- [Problem to work on]: Go through the entries and copy every line that has the string "coverage" in it.

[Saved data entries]
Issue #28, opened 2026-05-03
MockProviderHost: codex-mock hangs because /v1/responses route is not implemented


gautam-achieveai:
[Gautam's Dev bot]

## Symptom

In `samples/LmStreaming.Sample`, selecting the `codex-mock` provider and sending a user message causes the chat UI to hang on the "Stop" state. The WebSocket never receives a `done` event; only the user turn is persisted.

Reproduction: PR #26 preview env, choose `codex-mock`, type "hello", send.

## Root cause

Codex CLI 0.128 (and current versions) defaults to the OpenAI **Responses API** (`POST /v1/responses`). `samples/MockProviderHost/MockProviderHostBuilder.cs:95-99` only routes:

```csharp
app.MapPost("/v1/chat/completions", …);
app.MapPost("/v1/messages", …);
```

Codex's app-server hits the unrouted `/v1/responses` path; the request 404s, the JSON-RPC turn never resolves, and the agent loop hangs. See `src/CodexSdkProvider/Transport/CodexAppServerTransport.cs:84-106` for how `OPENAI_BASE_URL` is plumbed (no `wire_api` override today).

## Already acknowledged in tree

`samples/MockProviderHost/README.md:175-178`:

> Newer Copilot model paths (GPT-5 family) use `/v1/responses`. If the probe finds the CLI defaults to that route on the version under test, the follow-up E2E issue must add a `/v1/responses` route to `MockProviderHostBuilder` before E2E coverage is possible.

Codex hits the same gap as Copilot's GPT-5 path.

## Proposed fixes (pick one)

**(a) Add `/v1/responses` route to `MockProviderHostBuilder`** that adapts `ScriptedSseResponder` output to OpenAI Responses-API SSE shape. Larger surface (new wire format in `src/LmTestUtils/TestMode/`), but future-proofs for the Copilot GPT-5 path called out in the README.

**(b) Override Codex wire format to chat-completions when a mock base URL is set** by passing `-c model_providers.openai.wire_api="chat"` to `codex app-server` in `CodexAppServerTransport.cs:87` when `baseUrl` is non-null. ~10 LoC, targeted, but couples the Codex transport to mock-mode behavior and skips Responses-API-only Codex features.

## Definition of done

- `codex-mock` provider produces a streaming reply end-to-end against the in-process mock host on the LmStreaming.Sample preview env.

==

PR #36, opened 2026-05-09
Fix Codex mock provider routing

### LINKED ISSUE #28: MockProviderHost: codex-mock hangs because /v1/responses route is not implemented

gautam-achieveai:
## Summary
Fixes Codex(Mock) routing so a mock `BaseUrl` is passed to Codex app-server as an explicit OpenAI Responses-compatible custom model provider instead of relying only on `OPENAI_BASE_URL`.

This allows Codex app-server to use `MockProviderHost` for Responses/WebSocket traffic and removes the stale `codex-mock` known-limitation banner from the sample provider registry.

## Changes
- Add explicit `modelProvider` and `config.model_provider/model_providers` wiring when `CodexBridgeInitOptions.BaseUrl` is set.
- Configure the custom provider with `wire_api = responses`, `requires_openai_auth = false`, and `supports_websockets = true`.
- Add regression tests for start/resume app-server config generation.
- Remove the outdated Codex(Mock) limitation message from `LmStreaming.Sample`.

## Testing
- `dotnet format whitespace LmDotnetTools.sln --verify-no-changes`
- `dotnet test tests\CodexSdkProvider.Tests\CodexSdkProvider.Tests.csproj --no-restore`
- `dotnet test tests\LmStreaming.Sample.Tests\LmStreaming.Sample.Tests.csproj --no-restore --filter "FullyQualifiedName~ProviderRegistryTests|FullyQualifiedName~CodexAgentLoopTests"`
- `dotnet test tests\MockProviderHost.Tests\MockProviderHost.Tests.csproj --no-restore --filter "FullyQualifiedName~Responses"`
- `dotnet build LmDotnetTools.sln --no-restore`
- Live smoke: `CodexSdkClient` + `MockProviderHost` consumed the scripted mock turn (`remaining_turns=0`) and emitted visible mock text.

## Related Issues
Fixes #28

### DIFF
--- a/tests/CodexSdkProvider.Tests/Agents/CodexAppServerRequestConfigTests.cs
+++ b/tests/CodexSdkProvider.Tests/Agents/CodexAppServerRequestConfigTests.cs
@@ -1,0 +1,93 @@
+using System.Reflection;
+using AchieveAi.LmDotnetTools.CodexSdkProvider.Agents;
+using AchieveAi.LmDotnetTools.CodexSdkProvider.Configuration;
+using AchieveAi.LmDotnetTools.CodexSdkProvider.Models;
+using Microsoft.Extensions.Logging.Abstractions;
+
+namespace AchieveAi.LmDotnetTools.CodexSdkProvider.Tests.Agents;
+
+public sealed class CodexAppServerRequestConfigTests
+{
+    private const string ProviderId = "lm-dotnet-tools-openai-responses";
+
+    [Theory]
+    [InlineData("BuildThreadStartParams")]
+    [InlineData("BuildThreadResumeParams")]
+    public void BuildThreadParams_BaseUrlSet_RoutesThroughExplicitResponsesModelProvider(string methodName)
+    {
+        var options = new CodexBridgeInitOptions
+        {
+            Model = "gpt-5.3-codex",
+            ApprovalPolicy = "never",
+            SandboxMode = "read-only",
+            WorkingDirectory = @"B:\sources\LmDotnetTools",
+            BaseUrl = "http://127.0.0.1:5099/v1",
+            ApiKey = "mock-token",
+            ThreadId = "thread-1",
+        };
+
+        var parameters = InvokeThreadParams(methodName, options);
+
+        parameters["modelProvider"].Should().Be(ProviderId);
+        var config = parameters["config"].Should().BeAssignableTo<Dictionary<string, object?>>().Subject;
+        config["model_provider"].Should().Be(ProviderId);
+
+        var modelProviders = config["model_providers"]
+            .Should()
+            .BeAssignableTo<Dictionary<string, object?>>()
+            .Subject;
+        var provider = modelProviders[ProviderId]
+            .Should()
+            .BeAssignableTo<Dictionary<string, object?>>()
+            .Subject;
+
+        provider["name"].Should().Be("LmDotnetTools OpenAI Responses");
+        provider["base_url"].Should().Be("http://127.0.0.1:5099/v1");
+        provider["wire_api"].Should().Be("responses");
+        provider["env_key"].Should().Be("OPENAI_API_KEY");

* * *

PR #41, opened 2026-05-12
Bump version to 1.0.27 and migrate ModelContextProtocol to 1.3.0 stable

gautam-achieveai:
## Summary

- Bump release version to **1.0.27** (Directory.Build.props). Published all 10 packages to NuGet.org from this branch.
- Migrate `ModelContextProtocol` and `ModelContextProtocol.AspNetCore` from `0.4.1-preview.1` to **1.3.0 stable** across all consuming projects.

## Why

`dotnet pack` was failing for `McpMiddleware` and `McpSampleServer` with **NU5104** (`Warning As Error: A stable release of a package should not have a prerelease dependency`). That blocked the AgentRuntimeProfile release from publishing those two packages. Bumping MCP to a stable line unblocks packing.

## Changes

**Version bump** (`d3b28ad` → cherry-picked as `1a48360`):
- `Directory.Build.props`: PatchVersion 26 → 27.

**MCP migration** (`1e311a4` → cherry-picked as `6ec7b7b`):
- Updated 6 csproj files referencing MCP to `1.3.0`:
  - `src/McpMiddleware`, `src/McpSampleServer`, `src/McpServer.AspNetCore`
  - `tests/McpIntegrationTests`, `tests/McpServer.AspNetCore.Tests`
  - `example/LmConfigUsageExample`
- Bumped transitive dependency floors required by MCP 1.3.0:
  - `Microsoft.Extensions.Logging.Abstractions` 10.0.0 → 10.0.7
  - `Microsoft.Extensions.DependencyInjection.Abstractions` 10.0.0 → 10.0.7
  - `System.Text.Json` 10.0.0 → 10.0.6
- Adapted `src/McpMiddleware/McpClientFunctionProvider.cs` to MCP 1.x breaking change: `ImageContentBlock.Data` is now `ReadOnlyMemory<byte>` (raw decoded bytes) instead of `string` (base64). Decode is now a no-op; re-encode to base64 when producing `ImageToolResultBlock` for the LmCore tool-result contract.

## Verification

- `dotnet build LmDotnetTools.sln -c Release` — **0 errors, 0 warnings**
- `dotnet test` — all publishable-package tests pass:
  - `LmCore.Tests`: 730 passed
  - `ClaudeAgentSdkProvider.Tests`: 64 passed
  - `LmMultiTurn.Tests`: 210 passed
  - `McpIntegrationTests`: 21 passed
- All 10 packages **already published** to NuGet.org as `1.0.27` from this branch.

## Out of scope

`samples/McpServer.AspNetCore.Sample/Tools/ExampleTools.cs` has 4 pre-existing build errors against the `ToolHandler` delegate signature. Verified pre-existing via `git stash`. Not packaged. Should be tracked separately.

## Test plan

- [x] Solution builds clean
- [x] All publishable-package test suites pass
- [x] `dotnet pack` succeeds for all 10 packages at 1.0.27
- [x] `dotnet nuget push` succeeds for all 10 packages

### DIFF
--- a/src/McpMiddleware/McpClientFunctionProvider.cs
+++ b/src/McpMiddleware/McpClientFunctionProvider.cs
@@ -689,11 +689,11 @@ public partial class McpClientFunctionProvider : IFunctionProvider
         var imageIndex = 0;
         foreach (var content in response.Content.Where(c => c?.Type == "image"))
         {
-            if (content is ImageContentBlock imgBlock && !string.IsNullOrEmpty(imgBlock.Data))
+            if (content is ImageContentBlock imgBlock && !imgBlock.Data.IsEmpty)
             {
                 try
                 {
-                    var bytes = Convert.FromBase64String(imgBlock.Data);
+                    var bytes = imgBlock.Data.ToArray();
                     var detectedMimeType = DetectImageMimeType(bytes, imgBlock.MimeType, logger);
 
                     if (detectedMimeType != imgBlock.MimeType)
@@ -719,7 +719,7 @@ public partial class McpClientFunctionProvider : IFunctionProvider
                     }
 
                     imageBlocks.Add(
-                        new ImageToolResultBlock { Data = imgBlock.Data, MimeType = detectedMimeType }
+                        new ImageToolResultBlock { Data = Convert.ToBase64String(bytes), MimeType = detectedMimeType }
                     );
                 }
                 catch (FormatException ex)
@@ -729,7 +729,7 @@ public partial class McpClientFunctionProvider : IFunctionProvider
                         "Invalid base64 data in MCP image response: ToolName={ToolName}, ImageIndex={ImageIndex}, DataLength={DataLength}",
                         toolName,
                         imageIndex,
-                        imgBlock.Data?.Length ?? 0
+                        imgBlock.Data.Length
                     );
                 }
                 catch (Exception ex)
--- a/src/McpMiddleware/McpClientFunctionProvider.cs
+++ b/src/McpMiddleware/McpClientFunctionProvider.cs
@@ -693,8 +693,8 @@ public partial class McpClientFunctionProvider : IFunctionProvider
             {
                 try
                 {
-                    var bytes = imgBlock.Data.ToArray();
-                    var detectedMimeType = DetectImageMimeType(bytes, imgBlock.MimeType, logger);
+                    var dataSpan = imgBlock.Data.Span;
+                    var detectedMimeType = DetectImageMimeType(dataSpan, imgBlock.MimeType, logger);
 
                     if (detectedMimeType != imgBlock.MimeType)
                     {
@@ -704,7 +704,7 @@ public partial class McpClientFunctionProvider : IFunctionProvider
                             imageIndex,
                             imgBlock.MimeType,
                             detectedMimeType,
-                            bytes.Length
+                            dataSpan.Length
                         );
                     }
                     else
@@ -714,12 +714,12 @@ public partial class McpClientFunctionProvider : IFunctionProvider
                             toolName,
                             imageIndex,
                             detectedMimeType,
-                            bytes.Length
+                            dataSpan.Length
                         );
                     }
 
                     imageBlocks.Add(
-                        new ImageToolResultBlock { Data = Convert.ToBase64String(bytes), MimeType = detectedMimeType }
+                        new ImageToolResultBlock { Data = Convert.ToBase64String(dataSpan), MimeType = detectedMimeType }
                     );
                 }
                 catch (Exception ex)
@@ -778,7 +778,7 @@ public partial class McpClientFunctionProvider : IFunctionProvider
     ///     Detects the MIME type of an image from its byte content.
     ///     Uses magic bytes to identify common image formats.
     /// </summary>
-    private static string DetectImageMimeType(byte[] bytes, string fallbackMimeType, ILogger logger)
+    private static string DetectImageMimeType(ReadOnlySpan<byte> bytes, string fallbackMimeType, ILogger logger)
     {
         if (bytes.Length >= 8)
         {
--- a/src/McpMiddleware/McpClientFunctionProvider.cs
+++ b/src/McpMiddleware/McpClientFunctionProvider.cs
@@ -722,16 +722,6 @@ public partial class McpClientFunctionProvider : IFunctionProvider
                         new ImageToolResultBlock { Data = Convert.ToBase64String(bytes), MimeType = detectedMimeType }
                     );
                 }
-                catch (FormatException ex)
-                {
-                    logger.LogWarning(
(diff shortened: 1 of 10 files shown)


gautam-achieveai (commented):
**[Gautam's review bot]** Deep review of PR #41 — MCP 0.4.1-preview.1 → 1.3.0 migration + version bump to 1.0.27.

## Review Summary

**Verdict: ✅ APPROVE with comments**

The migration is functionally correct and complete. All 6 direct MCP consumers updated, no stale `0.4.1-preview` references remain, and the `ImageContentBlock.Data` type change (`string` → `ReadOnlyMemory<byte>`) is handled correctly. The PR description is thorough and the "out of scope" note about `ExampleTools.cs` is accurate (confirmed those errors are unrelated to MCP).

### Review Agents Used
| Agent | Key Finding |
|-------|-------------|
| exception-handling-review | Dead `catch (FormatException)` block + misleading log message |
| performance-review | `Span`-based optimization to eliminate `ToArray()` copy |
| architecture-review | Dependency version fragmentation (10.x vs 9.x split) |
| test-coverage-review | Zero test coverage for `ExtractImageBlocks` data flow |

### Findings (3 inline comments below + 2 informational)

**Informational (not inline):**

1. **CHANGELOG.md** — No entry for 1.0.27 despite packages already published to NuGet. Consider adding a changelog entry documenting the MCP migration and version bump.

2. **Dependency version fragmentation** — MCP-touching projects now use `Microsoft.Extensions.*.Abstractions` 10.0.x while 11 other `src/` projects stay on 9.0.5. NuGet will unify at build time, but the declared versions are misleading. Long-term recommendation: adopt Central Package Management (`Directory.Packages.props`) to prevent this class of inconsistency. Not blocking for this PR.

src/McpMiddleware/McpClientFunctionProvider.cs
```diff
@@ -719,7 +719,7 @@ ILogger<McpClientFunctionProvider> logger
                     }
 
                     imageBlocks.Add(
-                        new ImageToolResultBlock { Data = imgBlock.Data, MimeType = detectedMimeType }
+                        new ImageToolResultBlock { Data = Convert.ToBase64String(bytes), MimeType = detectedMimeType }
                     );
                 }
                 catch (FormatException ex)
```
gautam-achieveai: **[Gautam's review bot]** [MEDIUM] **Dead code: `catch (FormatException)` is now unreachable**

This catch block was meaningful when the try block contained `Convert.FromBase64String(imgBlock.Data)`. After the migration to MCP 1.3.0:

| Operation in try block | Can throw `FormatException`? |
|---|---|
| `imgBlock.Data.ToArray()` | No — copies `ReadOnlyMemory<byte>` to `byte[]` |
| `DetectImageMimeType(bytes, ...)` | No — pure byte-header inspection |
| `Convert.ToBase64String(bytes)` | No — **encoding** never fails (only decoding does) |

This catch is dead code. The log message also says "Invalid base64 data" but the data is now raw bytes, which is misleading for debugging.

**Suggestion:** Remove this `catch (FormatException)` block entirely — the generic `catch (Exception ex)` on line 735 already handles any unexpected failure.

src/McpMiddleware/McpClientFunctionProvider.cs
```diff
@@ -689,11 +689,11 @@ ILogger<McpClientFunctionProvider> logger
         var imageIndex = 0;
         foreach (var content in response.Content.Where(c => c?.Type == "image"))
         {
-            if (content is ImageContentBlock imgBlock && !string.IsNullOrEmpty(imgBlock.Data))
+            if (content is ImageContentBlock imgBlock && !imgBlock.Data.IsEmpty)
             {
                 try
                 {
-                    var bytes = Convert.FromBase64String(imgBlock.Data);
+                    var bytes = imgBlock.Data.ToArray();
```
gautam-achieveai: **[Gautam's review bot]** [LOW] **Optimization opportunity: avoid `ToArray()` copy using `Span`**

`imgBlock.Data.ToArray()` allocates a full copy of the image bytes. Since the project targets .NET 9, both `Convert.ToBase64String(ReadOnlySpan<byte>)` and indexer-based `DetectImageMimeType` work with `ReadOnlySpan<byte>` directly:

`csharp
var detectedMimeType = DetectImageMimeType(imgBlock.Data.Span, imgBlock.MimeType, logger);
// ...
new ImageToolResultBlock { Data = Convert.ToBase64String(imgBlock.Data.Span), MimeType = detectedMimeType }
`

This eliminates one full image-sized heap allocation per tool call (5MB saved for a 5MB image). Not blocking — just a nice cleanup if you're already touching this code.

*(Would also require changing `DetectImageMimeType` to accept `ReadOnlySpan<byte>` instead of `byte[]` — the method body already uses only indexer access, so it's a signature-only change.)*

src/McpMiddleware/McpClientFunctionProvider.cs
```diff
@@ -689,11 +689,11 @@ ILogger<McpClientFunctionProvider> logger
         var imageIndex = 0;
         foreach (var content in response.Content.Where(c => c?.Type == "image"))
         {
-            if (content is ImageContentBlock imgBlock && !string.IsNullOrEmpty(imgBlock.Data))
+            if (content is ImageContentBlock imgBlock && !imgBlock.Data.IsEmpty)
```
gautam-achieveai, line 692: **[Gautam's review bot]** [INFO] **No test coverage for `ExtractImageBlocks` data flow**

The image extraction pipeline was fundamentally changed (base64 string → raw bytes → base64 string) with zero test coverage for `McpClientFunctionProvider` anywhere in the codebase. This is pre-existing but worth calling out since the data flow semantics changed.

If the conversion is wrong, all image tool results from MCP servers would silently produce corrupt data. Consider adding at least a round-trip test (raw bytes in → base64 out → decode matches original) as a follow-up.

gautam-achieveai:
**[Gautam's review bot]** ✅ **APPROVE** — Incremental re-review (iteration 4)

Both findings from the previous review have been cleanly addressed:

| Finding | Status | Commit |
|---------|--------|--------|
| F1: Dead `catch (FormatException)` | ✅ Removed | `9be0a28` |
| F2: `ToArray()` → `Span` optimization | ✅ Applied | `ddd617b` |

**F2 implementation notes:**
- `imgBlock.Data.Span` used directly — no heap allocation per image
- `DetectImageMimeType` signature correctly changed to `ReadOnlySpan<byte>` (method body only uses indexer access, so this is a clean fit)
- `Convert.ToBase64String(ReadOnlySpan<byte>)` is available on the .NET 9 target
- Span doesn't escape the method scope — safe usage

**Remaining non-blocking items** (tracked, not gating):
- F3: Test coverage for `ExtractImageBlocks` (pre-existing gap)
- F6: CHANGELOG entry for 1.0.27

- [Answer section]:
> Newer Copilot model paths (GPT-5 family) use `/v1/responses`. If the probe finds the CLI defaults to that route on the version under test, the follow-up E2E issue must add a `/v1/responses` route to `MockProviderHostBuilder` before E2E coverage is possible.
| test-coverage-review | Zero test coverage for `ExtractImageBlocks` data flow |
gautam-achieveai, line 692: **[Gautam's review bot]** [INFO] **No test coverage for `ExtractImageBlocks` data flow**
The image extraction pipeline was fundamentally changed (base64 string → raw bytes → base64 string) with zero test coverage for `McpClientFunctionProvider` anywhere in the codebase. This is pre-existing but worth calling out since the data flow semantics changed.
- F3: Test coverage for `ExtractImageBlocks` (pre-existing gap)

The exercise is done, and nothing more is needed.